**EXERCISE REQUIREMENTS:**
Give the number of lines in the material below that contain the word "reads", and nothing else.

**RECORDS TO PROCESS:**
※ ※ ※

Issue #745, opened 2026-07-24
Extract shared locale/LANGUAGE handling so CalendarHandler and EventsHandler don't drift


JohnRDOrazio:
## Summary

`CalendarHandler::prepareL10N()` and `EventsHandler::setLocale()` both build a locale-fallback array and manage the process-global `LANGUAGE` env var (glibc `gettext()` reads it above `LC_MESSAGES`) to set up per-request localization. This logic is duplicated and has already started to drift. It should be extracted into one shared helper so the two handlers can't diverge accidentally.

Tracking issue for the follow-up deferred from #744 (fix for #743).

## Why it wasn't done inline in #744

1. **The two build `$localeArray` differently.** `CalendarHandler` derives the region via `\Locale::getRegion()` / `\Locale::getPrimaryLanguage()` and splices region variants; `EventsHandler` uses a `baseLocale` + `strtoupper(baseLocale)` heuristic (e.g. `fr` → `fr_FR`). A clean shared helper needs these reconciled first.
2. **#742 isn't merged to `development` yet.** The `prepareL10N()` Latin-reset lives on branch `fix/prepareL10N-language-leak` (#742). Coordinating a shared extraction now would mean editing across an unmerged branch.
3. **The two now intentionally diverge on `setlocale()`-failure handling.** `prepareL10N()` throws `ServiceUnavailableException` (503) when `setlocale()` returns `false`; `EventsHandler::setLocale()` (as of #744) **degrades gracefully** — resets `setlocale(LC_ALL, 'C')`, clears `LANGUAGE`, resets ICU, and lets output fall through to the English msgid base. A naive shared helper would erase this distinction.

## Proposed work (once #742 lands)

- Extract a single helper (e.g. a trait or a small `Localization`/`LocaleResolver` service) that:
  - builds the locale-fallback array from a locale string,
  - resolves + normalizes the runtime locale via `setlocale()`,
  - sets/clears `LANGUAGE` and the ICU default deterministically,
  - handles the Latin/default reset branch.
- **Standardize on graceful degradation** for a failed `setlocale()`, rather than throwing 503.
[...]

PR #864, opened 2026-08-22
refactor(locale): share one likelySubtags reader; normalize the /events model locale

### LINKED ISSUE #749: Locale follow-ups from #745: consolidate likelySubtags readers; unify model setLocale() argument
Two minor, optional cleanups deferred from #745 (shared `LocaleConfigurator`, delivered in #746). Both were left out to keep that refactor behavior-preserving and observable-output-stable. Neither blocks anything.

## 1. Consolidate the two `likelySubtags.json` readers

Two places parse the same CLDR `supplemental.likelySubtags` data behind separate static caches:

- `CalendarParams::maximizeLocale()` — Params layer; maximizes a region-less request locale (adds script+region) for the echoed `settings.locale`.
- `Services\LocaleConfigurator::likelyRegion()` — runtime; extracts only the **region** subtag to build a glibc-acceptable `lang_REGION` candidate.

They serve different needs (full maximized locale vs. region subtag only), so a shared helper should expose both shapes without changing either caller's output. Suggested: a small `Services` helper (or a method pair) that owns loading/caching `jsondata/likelySubtags.json` once, with `maximize(string $language): string` and `regionFor(string $language): string`.

**Acceptance:** one loader/cache for `likelySubtags.json`; `CalendarParams` and `LocaleConfigurator` both consume it; no change to `settings.locale` output or to resolved runtime locales; golden master + `LocaleConfiguratorTest` stay green.

## 2. Unify the model `setLocale()` argument

The two handlers pass different values to their liturgical-event model's `setLocale()`:

- `CalendarHandler` → `LitLocale::$RUNTIME_LOCALE` (normalized, e.g. `it_IT`, or `la` for Latin) to `LiturgicalEvent::setLocale()`.
- `EventsHandler` → the raw `EventsParams->Locale` (e.g. `la_VA`) to `LiturgicalEventAbstract::setLocale()`.

This inconsistency was preserved in #746 to avoid shifting Latin model-side branching. `LiturgicalEventAbstract` branches on `self::$locale === LitLocale::LATIN_PRIMARY_LANGUAGE` (`'la'`), so passing `la_VA` vs `la` can matter. Characterize the effect on the `common_lcl` / `grade_lcl` Latin paths, then standardize on one argument (likely the normalized `runtimeLocale` now available from `ConfiguredLocale`) across both handlers.

**Acceptance:** both handlers pass the same normalized value; Latin and translated `common_lcl`/`grade_lcl` output verified unchanged (or the change is intentional and covered by a test); events + calendar suites green.

## Context
- Parent: #745 (closed, done via #746). Design/plan: `docs/superpowers/specs/2026-07-28-shared-locale-configurator-design.md`, `docs/superpowers/plans/2026-07-28-shared-locale-configurator.md`.

JohnRDOrazio:
Closes #749 — the two cleanups deferred from #745 (delivered as #746), which were left out to keep that refactor behavior-preserving and observable-output-stable.

## 1. Consolidate the two `likelySubtags.json` readers

`CalendarParams::maximizeLocale()` and `LocaleConfigurator::likelyRegion()` each parsed the same CLDR `supplemental.likelySubtags` data behind its own static cache. Both now delegate to a new `Services\LikelySubtags`, which loads and caches the map once and exposes the two shapes the callers need:

| Method | Returns | Consumer | Why that shape |
|-----------------------|-------------------------------------|----------------------|---------------------------------------------------------------|
| `maximize($language)` | full canonicalized tag `en_Latn_US` | `CalendarParams`     | maximizes a region-less request locale for `settings.locale`   |
| `regionFor($language)`| bare region subtag `US`             | `LocaleConfigurator` | glibc rejects script-bearing names, so it builds `lang_REGION` |

Both former contracts are preserved exactly, including the two *different* miss cases: `maximize()` returns its input unchanged, `regionFor()` returns `''`.

This was verified rather than assumed. A throwaway harness ran both previous implementations against the new one over **all 7788 CLDR keys**, plus misses (`qqq`, `zz`, `''`) and region-bearing inputs (`en_US`, `la`, `la_VA`, `xx-YY`): **zero divergence** on either shape.

## 2. Unify the model `setLocale()` argument

`EventsHandler::setLocale()` passed the raw `EventsParams->Locale`, while `CalendarHandler::prepareL10N()` passes the resolved runtime locale. It now passes the `runtimeLocale` from the `ConfiguredLocale` it was already building and discarding, so both handlers agree.

The characterization the issue asked for came out **narrower than feared**. Three consumers read the model's `self::$locale`, and two are already form-tolerant:

- `LitCommons::fullTranslate()` → `in_array($locale, [LitLocale::LATIN, LitLocale::LATIN_PRIMARY_LANGUAGE], true)` — accepts `la` *and* `la_VA`
- `LitGrade::i18n()` → the same check
- the three `LitMassVariousNeeds` branches in `LiturgicalEventAbstract` → strict `self::$locale === 'la'`

So `/events?locale=la` renders correct Latin `common_lcl` and `grade_lcl` today; only the Masses for Various Needs commons diverge, and those would have rendered in **English** for a Latin request (`EventsParams->Locale` defaults to `la_VA`).

**No calendar in `jsondata/sourcedata/` currently declares an MVN common**, so the defect was latent — zero observable output change — and no fixture or golden master reaches the path. Hence the dedicated model test below.

## Tests

- `LikelySubtagsTest` — pins both shapes of the shared reader, the miss contracts, and that `regionFor()` strips the script subtag.
- `MassVariousNeedsLatinLocaleTest` — pins the Latin and non-Latin MVN branches that no fixture data exercises.
- `HandlerModelLocaleParityTest` — asserts the two handlers configure their models with the same locale. **All three of its cases fail against the pre-fix handler** (`la` vs `la_VA`, `it_IT` vs `it`), so it is a real guard.

## Verification

- `composer analyse` (PHPStan level 10) — clean
- `composer lint` — clean; pre-commit and pre-push hooks ran
- `CalendarGoldenMasterTest` — 9/9 green
- `composer test:quick` — 3370 tests, 179506 assertions, 17 errors

The 17 errors are all `phpunit_tests/WebSocket/*` client read-timeouts and are **pre-existing environmental baseline, not from this change**: stashing the entire changeset and re-running that suite alone gives the identical 17/17. That suite needs a WebSocket server started from the same checkout, which this working tree does not have.

## Out of scope (flagged, not changed)

- `EventsHandler` never sets `LitLocale::$PRIMARY_LANGUAGE` / `$RUNTIME_LOCALE`, which `CalendarHandler` does. Nothing on the `/events` path reads them today, so it is inert — but it is the same family of inconsistency as item 2 if it is worth tracking.
- The three `LitMassVariousNeeds` sites still use strict `=== 'la'` while everything around them is form-tolerant. This PR fixes the caller rather than the callee, per the issue's "standardize on one argument" acceptance criterion.

## Summary by CodeRabbit

* **Improvements**
  * Improved locale handling by resolving likely language regions, including when no region is supplied.
  * Calendar and event views now consistently use the resolved runtime locale.
  * Latin-language requests display Latin text consistently, including correctly joined Masses for Various Needs.
  * Unknown or incomplete language values receive safer fallback handling.

* **Tests**
  * Added coverage for locale normalisation, translated and Latin rendering, fallback behaviour, and consistency across calendar and event views.

### DIFF
--- a/phpunit_tests/Handlers/HandlerModelLocaleParityTest.php
+++ b/phpunit_tests/Handlers/HandlerModelLocaleParityTest.php
@@ -40,6 +40,12 @@ final class HandlerModelLocaleParityTest extends AbstractHandlerTestCase
         unset($_SERVER['SERVER_NAME']);
         setlocale(LC_ALL, 'C');
         putenv('LANGUAGE');
+        // These tests drive the handlers precisely in order to mutate the models'
+        // process-global locale statics, then read them back. Restore both class
+        // defaults so a later test constructing a model without setting a locale is
+        // not silently handed this test's Italian.
+        LiturgicalEvent::setLocale(LitLocale::LATIN_PRIMARY_LANGUAGE);
+        LiturgicalEventAbstract::setLocale(LitLocale::LATIN_PRIMARY_LANGUAGE);
         parent::tearDown();
     }
 
--- a/phpunit_tests/Handlers/HandlerModelLocaleParityTest.php
+++ b/phpunit_tests/Handlers/HandlerModelLocaleParityTest.php
@@ -25,27 +25,65 @@ use LiturgicalCalendar\Api\Models\EventsPath\LiturgicalEventAbstract;
  */
 final class HandlerModelLocaleParityTest extends AbstractHandlerTestCase
 {
+    private string $savedLocale          = 'C';
+    private ?string $savedLanguageEnv    = null;
+    private string $savedIcuDefault      = 'en';
+    private string $savedPrimaryLanguage = LitLocale::LATIN_PRIMARY_LANGUAGE;
+    private string $savedRuntimeLocale   = 'en_US';
+    private bool $hadServerName          = false;
+    private ?string $savedServerName     = null;
+
     protected function setUp(): void
     {
+        // Snapshot every process-global bit of state this test (and the handlers it
+        // invokes) mutates, so tearDown() restores the world as it was found rather
+        // than imposing its own opinion of the baseline on later tests.
+        //
+        // Taken BEFORE parent::setUp() deliberately: that call can markTestSkipped()
+        // when JWT_SECRET is absent, and PHPUnit still runs tearDown() after a skip in
+        // setUp(). A snapshot taken after it would leave tearDown() restoring values it
+        // never captured.
+        $this->savedLocale          = setlocale(LC_ALL, 0) ?: 'C';
+        $languageEnv                = getenv('LANGUAGE');
+        $this->savedLanguageEnv     = false === $languageEnv ? null : $languageEnv;
+        $this->savedIcuDefault      = \Locale::getDefault();
+        $this->savedPrimaryLanguage = LitLocale::$PRIMARY_LANGUAGE;
+        $this->savedRuntimeLocale   = LitLocale::$RUNTIME_LOCALE;
+        $this->hadServerName        = array_key_exists('SERVER_NAME', $_SERVER);
+        $this->savedServerName      = $this->hadServerName ? (string) $_SERVER['SERVER_NAME'] : null;
+
         parent::setUp();
+
         // Force Router::isLocalhost() true so CalendarHandler::handle() bypasses the
         // response cache and actually runs prepareL10N().
         $_SERVER['SERVER_NAME'] = 'localhost';
+
+        // Start from a known-clean process-global locale, whatever an earlier test in
+        // this process left behind.
         setlocale(LC_ALL, 'C');
         putenv('LANGUAGE');
     }
 
     protected function tearDown(): void
     {
-        unset($_SERVER['SERVER_NAME']);
-        setlocale(LC_ALL, 'C');
-        putenv('LANGUAGE');
+        if ($this->hadServerName) {
+            $_SERVER['SERVER_NAME'] = $this->savedServerName;
+        } else {
+            unset($_SERVER['SERVER_NAME']);
+        }
+        setlocale(LC_ALL, $this->savedLocale);
+        putenv(null === $this->savedLanguageEnv ? 'LANGUAGE' : 'LANGUAGE=' . $this->savedLanguageEnv);
+        \Locale::setDefault($this->savedIcuDefault);
+        LitLocale::$PRIMARY_LANGUAGE = $this->savedPrimaryLanguage;
+        LitLocale::$RUNTIME_LOCALE   = $this->savedRuntimeLocale;
+
         // These tests drive the handlers precisely in order to mutate the models'
         // process-global locale statics, then read them back. Restore both class
         // defaults so a later test constructing a model without setting a locale is
         // not silently handed this test's Italian.
         LiturgicalEvent::setLocale(LitLocale::LATIN_PRIMARY_LANGUAGE);
         LiturgicalEventAbstract::setLocale(LitLocale::LATIN_PRIMARY_LANGUAGE);
+
         parent::tearDown();
     }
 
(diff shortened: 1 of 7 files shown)


JohnRDOrazio:
The two out-of-scope items flagged at the end of the description are now tracked as #865.

JohnRDOrazio:
Fixed in e329cffa.

Valid finding — `AbstractHandlerTestCase` does not reset those statics, and the sibling `MassVariousNeedsLatinLocaleTest` already restores the one it touches, so leaving this test dirty was inconsistent within the same PR.

Extended the fix to **both** models rather than just `LiturgicalEventAbstract`: these tests run `CalendarHandler` as well, so `LiturgicalEvent::$locale` is mutated too and would have leaked `it_IT` just the same. Verified `LiturgicalEvent::setLocale('la')` is safe to call in `tearDown()` — it builds `IntlDateFormatter`s and throws on a locale it cannot format, but `la` resolves fine.

`phpunit_tests/{Handlers,Models,Services}`: 1337 tests, 22861 assertions, green.

JohnRDOrazio:
Both fixed in be071bb2. Both were valid, and the first is worse than described.

**Skip guard (lines 103-105).** `if (200 !== \$status) markTestSkipped(...it_IT likely not installed...)` could never fire for the case it named. A missing Italian locale makes `LocaleConfigurator::configure()` **throw** `ServiceUnavailableException`, and the `ErrorHandling` middleware that renders that as a 503 is not in the in-process `AbstractHandlerTestCase` path — `handle()` is called directly. So the missing-locale case errors the test and never reaches a status code, while the guard was live only for the cases it should never have swallowed (404, 500). Now the precondition is probed directly via `setlocale()` over the same candidate list `LocaleConfigurator` tries for `it`, and 200 is asserted unconditionally.

**setUp/tearDown (lines 28-42).** Now snapshots and restores everything this test or its handlers mutate: `SERVER_NAME` (including whether it was set at all), the locale, `LANGUAGE`, the ICU default, and both `LitLocale` statics.

One deliberate deviation worth flagging. I take the snapshot **before** `parent::setUp()`, where `CalendarHandlerLocaleLeakTest` (the fullest existing example of this pattern) takes it after. I verified that PHPUnit runs `tearDown()` even when `setUp()` calls `markTestSkipped()`. So on a host without `JWT_SECRET`, a snapshot taken after `parent::setUp()` never happens, and `tearDown()` then restores values it never captured — with typed properties, from uninitialized state, which is a hard `Error`. That looks like a latent bug in `CalendarHandlerLocaleLeakTest` itself; I have left it alone as out of scope for this PR, but it is worth a look.

Verification: `phpunit_tests/{Handlers,Models,Services,Params,Enum}` — 1637 tests, 24550 assertions, green (6 pre-existing skips); PHPStan level 10 clean; `composer lint` clean. Reverting the one-line handler fix still fails all 3 cases, so it remains a real guard.

JohnRDOrazio:
Fixed in be6e6cf0. Valid — and it was an inconsistency I introduced one round earlier: `tearDown()` restored every *other* snapshotted global to its prior value while resetting these two to a hardcoded `LATIN_PRIMARY_LANGUAGE`, which is the same clobbering the previous review comment had just removed elsewhere. If an earlier test had set a locale, this silently changed state it did not own.

Both statics are now snapshotted alongside the rest — before `parent::setUp()`, for the skip-safety reason documented there — and restored with `setLocale()`.

`setLocale()` rather than a direct reflection write, deliberately: `LiturgicalEvent` derives four `IntlDateFormatter`s from the locale, so writing the static alone would leave the formatters disagreeing with it.

Verified across test classes rather than assumed: seeding both models with `fr_FR` in a preceding class and reading them back in a following one now yields `fr_FR`. Before this change the same probe yielded `la`, which is exactly the state this test did not own.

`phpunit_tests/{Handlers,Models,Services,Params,Enum}` — 1637 tests, 24556 assertions, green (6 pre-existing skips); PHPStan level 10 clean; `composer lint` clean. Reverting the one-line handler fix still fails all 3 cases.

JohnRDOrazio:
Skipping this one — the suggested change is not equivalent, and would introduce the bug the last two rounds removed.

In PHP the two values mean opposite things. Per the manual: `"0"` leaves the locale setting unaffected and only returns the current setting, while `NULL` (or `""`) **sets** the locale from the `LC_*`/`LANG` environment variables.

Measured on this host, PHP 8.4.23, under `declare(strict_types=1)`:

```
baseline current       : 'it_IT.utf8'
setlocale(LC_ALL, 0)   : returned 'it_IT.utf8' | locale AFTER = 'it_IT.utf8'
setlocale(LC_ALL, null): returned 'C'          | locale AFTER = 'C'
```

So `null` would do two harmful things at line 48, which is a *snapshot* of the locale to restore later: capture `'C'` instead of the locale actually in effect, and destroy that locale on the spot — clobbering process-global state this test does not own, which is precisely what the earlier `setUp`/`tearDown` finding asked me to stop doing. The restore in `tearDown()` would then put back a value that was never there.

`setlocale(LC_ALL, 0)` is also the established idiom here — `CalendarHandlerLocaleLeakTest:36` and `LocaleConfiguratorTest:27` both use it — and it is not a strict-types problem: `setlocale()` is variadic `mixed`, so the int argument is fine (the probe above runs under `strict_types=1`).

No change made.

※ ※ ※

**RESPONSE AREA:**
2